Using ChIPseeker and ggplot2 to plot coverage and average profile around TSS for each sample (one plot type per sample).
- params.chipseeker__promoter_up: promoter start; upstream from TSS site. Default: 1500.
- params.chipseeker__promoter_down: promoter end; downstream from TSS site. Default: 500.
- Coverage plots:
Figures_Individual/1_Preprocessing/ATAC__peaks__coverage/${sample}__peaks_coverage.pdfFigures_Merged/1_Preprocessing/ATAC__peaks__coverage.pdf.
- Average profile plots:
Figures_Individual/1_Preprocessing/ATAC__peaks__average_profile/${sample}__average_profile.pdfFigures_Merged/1_Preprocessing/ATAC__peaks__average_profile.pdf.

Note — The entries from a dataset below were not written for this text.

PR #254, opened 2017-10-24
Handle null platform status values

### LINKED ISSUE #253: Upgrade operation response issue at the client side
Given the upgrade operation could return the null platform status, the client side throws error when it is null:

```
skipper:>install --package-name log --package-version 1.0.0 --release-name testing
Released testing
skipper:>upgrade --package-name log --package-version 2.0.0
org.springframework.shell.ParameterMissingResolutionException: Parameter '--release-name string' should be specified
Details of the error have been omitted. You can use the stacktrace command to print the full stacktrace.
```

ilayaperumalg:
- When the upgrade/rollback operations return null platform status (due to the async nature of the method), we need to handle it appropriately
  - Current change shows `unknown` status for both Release and Platform

Resolves #253


jvalkeal:
not really happy that we even need to do these changes but for now better than nothing. merging...

jvalkeal:
Merged per https://github.com/spring-cloud/spring-cloud-skipper/commit/597d7565cabe108ca4d7a970a9ad727e9ca219ea

PR #257, opened 2017-10-24
Use findByNameRequired for packagemetadata by name

### LINKED ISSUE #256: Use custom repo method for getting package metadata by name
Use `findByNameRequired` and throw SkipperException when there is no package metadata found with the given name.

ilayaperumalg:
- When packageMetadata is queried by the given name, we always throw SkipperException
and hence make this a custom repository method `findByNameRequired`
 - Add test

Resolves #256


jvalkeal:
lgtm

Using ChIPseeker and ggplot2 to plot coverage and average profile around TSS for all samples grouped (one plot type for all samples).
- params.chipseeker__promoter_up: promoter start; upstream from TSS site. Default: 1500.
- params.chipseeker__promoter_down: promoter end; downstream from TSS site. Default: 500.
- Average profile plots:
ATAC__peaks__grouped__average_profile.pdf
- Annotation barplots:
ATAC__peaks__grouped__annotation_barplot.pdf
- Distance to TSS:
ATAC__peaks__grouped__distance_to_TSS.pdf.
Figures_Individual/1_Preprocessing/ATAC__peaks__grouped_plots.Figures_Merged/1_Preprocessing.